> PROVIDED DATA:
PR #1845, opened 2020-11-11
Add/admin notice conditions

pschoffer:
## Description

Adds support for `wp-version` and `capabaility` restrictions for admin notices.

## Checklist

## Steps to Test

1. Check out PR
1. Add admin notice in admin-notice/admin-notice.php
```
$admin_notice_controller->add(
	new Admin_Notice(
		'Test',
		[
			... add conditions here
		]
) );
```
1. Add conditions
1. See the notice is shown if all conditions are true doesn show otherwise.


admin-notice/admin-notice.php
```diff
@@ -18,5 +20,8 @@
 $admin_notice_controller->add(
 	new Admin_Notice(
 		'WordPress 5.5.2 will be released on Friday, October 30th',
-		[ new Date_Condition( '01-07-2020', '30-10-2020 15:00' ) ]
+		[
+			new Date_Condition( '01-07-2020', '30-10-2020 15:00' ),
```
netsuso, line 24: Not related to this PR, but I think we should change the date format. In the US they use `mm-dd-yyyy` instead of `dd-mm-yyyy`, so this format will lead to a human error sooner or later.  I suggest `yyyy-mm-dd`, which is much less confusing (and nicer to computers :D)

admin-notice/conditions/class-wp-version-condition.php
```diff
@@ -0,0 +1,35 @@
...
+	 */
+	public function __construct( string $minimal_version, string $maximum_version = null ) {
+		$this->minimal_version = $minimal_version;
+		$this->maximum_version = $maximum_version;
+	}
+
+	public function evaluate() {
+		$current_version = $GLOBALS['wp_version'];
+
+		if ( version_compare( $current_version, $this->minimal_version, '<' ) ) {
```
netsuso, line 25: I think we should also allow this to be null, as a typical case will be "show this notice to all WP versions before x.y". By the way, probably "minimum" is a better name than "minimal", although native speakers will know better 😉

netsuso (changes requested):

admin-notice/conditions/class-wp-version-condition.php
pschoffer: Updated.

admin-notice/admin-notice.php
pschoffer: You are right yyyy-mm-dd is more universal. Both formats are accepted (it is just passed to DateTime constructor), I switched the examples though.

netsuso: Oh, that's right, I hadn't looked at the code. Maybe some phpdoc in the `Date_Condition` constructor would help on that. But whenever possible, if examples are `yyyy-mm-dd` it will be better, thanks! 😊

netsuso (approved):

pschoffer:
Stacks-r1262.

> EXERCISE: Write the listing out once more, keeping each word as it is.

> YOUR SOLUTION:
PR #1845, opened 2020-11-11
Add/admin notice conditions

pschoffer:
## Description

Adds support for `wp-version` and `capabaility` restrictions for admin notices.

## Checklist

## Steps to Test

1. Check out PR
1. Add admin notice in admin-notice/admin-notice.php
```
$admin_notice_controller->add(
	new Admin_Notice(
		'Test',
		[
			... add conditions here
		]
) );
```
1. Add conditions
1. See the notice is shown if all conditions are true doesn show otherwise.


admin-notice/admin-notice.php
```diff
@@ -18,5 +20,8 @@
 $admin_notice_controller->add(
 	new Admin_Notice(
 		'WordPress 5.5.2 will be released on Friday, October 30th',
-		[ new Date_Condition( '01-07-2020', '30-10-2020 15:00' ) ]
+		[
+			new Date_Condition( '01-07-2020', '30-10-2020 15:00' ),
```
netsuso, line 24: Not related to this PR, but I think we should change the date format. In the US they use `mm-dd-yyyy` instead of `dd-mm-yyyy`, so this format will lead to a human error sooner or later.  I suggest `yyyy-mm-dd`, which is much less confusing (and nicer to computers :D)

admin-notice/conditions/class-wp-version-condition.php
```diff
@@ -0,0 +1,35 @@
...
+	 */
+	public function __construct( string $minimal_version, string $maximum_version = null ) {
+		$this->minimal_version = $minimal_version;
+		$this->maximum_version = $maximum_version;
+	}
+
+	public function evaluate() {
+		$current_version = $GLOBALS['wp_version'];
+
+		if ( version_compare( $current_version, $this->minimal_version, '<' ) ) {
```
netsuso, line 25: I think we should also allow this to be null, as a typical case will be "show this notice to all WP versions before x.y". By the way, probably "minimum" is a better name than "minimal", although native speakers will know better 😉

netsuso (changes requested):

admin-notice/conditions/class-wp-version-condition.php
pschoffer: Updated.

admin-notice/admin-notice.php
pschoffer: You are right yyyy-mm-dd is more universal. Both formats are accepted (it is just passed to DateTime constructor), I switched the examples though.

netsuso: Oh, that's right, I hadn't looked at the code. Maybe some phpdoc in the `Date_Condition` constructor would help on that. But whenever possible, if examples are `yyyy-mm-dd` it will be better, thanks! 😊

netsuso (approved):

pschoffer:
Stacks-r1262.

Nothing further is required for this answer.